> _TASK DETAILS_:
Among the lines of data below, reproduce only those from the one with "List, NoReturn, Optional" through the one with "from smda.intel.IntelInstructionEscaper import", exactly as they stand, both ends included.
*** Opening of DATASET RECORDS ***
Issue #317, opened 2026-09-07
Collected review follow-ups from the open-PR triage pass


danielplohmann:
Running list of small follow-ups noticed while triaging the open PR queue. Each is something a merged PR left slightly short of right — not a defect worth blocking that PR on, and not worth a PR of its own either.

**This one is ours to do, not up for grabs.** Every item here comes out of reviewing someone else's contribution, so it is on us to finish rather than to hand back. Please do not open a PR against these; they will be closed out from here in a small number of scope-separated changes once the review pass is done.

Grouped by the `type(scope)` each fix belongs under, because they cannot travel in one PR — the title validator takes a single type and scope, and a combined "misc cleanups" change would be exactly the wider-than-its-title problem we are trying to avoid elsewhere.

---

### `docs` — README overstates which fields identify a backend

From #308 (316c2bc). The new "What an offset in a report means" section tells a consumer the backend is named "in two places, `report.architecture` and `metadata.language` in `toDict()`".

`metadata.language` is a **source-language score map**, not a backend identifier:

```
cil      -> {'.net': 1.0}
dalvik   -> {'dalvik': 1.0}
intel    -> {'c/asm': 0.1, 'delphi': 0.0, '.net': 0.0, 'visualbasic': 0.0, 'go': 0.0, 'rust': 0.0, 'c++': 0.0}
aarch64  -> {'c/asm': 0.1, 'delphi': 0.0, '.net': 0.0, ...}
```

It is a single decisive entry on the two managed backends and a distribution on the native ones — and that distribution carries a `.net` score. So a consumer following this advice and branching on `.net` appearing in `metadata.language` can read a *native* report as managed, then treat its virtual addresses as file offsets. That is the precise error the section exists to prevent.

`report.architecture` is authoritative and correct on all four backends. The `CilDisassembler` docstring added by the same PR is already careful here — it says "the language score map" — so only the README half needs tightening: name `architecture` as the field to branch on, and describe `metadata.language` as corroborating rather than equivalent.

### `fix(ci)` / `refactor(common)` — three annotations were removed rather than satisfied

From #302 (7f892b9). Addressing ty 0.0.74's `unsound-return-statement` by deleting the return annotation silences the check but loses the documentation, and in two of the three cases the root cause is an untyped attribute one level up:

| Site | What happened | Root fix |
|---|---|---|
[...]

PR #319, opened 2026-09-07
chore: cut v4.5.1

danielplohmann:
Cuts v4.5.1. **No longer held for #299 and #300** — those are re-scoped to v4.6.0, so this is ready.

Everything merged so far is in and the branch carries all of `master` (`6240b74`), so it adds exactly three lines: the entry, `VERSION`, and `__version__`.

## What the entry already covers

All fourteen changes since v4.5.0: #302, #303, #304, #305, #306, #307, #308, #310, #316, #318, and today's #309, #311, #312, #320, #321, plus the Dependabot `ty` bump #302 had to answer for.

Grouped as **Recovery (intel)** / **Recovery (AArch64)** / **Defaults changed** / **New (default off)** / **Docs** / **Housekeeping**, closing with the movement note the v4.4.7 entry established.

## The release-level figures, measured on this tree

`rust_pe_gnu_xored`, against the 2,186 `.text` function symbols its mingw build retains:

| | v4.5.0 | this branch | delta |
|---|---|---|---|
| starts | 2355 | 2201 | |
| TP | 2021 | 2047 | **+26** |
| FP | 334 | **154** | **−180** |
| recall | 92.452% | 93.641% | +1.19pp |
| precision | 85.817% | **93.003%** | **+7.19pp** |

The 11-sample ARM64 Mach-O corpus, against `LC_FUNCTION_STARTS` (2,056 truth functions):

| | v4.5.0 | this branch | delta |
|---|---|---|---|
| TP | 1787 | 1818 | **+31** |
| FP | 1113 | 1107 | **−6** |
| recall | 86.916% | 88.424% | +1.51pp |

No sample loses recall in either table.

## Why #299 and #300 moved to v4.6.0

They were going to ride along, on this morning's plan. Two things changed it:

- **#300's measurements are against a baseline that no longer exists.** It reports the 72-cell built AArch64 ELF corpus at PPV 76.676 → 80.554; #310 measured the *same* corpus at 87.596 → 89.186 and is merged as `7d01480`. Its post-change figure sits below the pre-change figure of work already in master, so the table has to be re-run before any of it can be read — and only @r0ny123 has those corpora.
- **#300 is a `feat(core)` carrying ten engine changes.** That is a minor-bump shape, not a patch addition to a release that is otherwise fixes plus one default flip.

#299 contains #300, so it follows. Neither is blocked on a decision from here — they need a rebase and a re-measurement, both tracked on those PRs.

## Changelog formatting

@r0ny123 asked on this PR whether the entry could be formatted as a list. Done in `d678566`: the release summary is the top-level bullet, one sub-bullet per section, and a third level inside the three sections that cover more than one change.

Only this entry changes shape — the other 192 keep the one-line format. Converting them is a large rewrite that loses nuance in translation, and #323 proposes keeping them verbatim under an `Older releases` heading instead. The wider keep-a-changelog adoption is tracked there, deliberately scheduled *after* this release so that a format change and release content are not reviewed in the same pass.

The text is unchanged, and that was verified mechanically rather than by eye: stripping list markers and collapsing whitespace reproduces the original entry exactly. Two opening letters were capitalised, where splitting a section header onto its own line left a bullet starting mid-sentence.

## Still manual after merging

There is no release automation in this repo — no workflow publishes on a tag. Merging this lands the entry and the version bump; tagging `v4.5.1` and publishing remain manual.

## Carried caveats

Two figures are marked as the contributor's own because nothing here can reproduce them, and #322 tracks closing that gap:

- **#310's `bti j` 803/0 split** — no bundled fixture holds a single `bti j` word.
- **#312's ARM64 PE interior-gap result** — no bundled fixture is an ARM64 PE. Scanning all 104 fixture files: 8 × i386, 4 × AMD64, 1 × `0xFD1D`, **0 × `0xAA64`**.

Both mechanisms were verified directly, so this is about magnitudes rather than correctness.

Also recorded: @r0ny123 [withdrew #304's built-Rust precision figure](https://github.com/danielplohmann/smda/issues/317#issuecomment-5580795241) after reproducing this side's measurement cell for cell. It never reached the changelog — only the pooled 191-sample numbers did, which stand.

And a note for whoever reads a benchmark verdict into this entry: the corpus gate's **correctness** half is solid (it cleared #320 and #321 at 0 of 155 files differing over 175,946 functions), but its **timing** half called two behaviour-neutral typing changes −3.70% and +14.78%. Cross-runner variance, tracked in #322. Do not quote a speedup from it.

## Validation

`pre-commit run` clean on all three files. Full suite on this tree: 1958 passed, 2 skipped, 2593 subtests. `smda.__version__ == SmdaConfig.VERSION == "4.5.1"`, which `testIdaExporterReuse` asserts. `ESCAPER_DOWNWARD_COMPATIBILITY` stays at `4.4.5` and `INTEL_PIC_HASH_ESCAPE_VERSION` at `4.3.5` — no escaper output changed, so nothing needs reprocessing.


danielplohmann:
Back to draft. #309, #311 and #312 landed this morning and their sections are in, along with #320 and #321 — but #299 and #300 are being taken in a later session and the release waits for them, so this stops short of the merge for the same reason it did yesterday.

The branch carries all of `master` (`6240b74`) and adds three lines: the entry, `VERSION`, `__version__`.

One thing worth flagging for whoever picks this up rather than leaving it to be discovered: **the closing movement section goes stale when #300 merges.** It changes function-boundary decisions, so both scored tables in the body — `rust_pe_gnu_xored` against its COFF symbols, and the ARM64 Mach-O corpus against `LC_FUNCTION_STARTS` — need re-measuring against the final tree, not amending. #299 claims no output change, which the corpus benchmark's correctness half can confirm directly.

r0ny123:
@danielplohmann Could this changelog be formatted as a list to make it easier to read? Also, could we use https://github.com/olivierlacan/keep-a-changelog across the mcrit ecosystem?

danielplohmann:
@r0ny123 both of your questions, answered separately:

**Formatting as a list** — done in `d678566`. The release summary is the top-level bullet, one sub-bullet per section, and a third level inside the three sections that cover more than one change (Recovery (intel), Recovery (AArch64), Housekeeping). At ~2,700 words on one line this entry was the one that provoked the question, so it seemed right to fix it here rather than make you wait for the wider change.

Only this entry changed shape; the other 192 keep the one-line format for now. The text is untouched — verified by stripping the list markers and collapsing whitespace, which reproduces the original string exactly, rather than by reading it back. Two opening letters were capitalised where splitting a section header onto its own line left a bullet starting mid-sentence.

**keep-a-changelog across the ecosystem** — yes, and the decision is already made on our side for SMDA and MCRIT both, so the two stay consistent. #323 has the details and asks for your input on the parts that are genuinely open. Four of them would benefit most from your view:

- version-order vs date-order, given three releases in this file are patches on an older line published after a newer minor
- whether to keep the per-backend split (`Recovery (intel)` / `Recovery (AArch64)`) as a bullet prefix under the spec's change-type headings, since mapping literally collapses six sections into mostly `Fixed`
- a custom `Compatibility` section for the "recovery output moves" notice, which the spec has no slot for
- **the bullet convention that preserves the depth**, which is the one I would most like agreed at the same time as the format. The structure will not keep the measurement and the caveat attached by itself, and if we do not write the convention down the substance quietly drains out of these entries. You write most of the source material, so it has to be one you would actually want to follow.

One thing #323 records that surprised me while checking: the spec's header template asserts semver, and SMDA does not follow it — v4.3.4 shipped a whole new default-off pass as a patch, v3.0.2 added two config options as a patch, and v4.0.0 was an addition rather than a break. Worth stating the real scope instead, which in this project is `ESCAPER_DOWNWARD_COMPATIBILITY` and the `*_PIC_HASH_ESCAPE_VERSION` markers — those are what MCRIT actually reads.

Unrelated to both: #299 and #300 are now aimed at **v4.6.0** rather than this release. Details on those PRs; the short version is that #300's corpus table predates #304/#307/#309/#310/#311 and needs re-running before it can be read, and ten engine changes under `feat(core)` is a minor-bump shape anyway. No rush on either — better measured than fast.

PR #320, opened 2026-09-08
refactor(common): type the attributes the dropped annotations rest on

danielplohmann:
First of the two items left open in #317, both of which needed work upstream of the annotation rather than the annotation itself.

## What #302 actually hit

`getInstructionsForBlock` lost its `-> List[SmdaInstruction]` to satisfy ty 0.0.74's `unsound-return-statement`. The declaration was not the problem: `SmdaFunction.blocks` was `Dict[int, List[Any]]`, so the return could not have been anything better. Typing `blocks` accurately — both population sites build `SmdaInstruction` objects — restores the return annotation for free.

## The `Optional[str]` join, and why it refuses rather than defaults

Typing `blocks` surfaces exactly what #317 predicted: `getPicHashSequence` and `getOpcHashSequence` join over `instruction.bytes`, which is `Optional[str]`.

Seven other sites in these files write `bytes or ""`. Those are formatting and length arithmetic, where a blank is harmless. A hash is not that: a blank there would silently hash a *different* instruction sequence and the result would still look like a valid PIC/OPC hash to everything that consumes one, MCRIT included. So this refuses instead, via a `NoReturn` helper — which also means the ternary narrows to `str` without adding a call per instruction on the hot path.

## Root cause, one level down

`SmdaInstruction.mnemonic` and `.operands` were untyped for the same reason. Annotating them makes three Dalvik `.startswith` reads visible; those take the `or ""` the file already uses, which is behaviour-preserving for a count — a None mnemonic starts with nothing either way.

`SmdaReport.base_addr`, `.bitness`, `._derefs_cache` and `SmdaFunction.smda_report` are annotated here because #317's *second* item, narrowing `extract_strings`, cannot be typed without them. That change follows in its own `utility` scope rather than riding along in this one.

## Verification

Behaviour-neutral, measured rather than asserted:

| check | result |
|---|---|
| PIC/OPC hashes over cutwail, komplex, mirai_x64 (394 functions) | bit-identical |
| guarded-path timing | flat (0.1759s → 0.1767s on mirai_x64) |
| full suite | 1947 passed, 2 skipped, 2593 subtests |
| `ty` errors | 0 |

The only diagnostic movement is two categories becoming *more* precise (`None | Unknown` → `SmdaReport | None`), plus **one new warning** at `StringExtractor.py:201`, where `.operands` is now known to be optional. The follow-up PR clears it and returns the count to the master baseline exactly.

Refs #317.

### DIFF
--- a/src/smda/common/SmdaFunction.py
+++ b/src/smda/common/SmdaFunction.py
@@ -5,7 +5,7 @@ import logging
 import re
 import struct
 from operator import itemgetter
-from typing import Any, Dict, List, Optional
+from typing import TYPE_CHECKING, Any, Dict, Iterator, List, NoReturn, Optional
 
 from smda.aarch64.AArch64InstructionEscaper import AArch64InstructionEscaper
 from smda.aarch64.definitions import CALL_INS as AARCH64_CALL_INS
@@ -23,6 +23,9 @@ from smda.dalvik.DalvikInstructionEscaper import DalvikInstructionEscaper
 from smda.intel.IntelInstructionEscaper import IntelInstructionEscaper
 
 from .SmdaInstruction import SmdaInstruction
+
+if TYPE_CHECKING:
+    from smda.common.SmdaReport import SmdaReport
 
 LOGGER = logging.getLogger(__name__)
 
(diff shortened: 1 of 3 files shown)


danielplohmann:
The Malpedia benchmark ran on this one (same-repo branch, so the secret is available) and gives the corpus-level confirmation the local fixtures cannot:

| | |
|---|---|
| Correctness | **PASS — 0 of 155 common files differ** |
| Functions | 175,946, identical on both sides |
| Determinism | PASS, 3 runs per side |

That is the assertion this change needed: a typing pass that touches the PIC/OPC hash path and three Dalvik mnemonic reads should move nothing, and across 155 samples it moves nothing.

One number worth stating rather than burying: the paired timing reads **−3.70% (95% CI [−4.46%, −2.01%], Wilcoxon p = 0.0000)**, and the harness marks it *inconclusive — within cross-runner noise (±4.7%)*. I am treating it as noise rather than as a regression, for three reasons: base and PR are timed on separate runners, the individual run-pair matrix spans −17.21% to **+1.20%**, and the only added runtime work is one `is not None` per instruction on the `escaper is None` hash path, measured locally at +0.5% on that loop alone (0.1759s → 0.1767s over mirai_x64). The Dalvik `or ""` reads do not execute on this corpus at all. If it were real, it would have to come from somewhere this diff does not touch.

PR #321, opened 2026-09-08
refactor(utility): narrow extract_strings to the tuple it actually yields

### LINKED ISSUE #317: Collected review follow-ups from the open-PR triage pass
*** Close of DATASET RECORDS ***
> _OUTPUT BELOW_:
+from typing import TYPE_CHECKING, Any, Dict, Iterator, List, NoReturn, Optional
 
 from smda.aarch64.AArch64InstructionEscaper import AArch64InstructionEscaper
 from smda.aarch64.definitions import CALL_INS as AARCH64_CALL_INS
@@ -23,6 +23,9 @@ from smda.dalvik.DalvikInstructionEscaper import DalvikInstructionEscaper
 from smda.intel.IntelInstructionEscaper import IntelInstructionEscaper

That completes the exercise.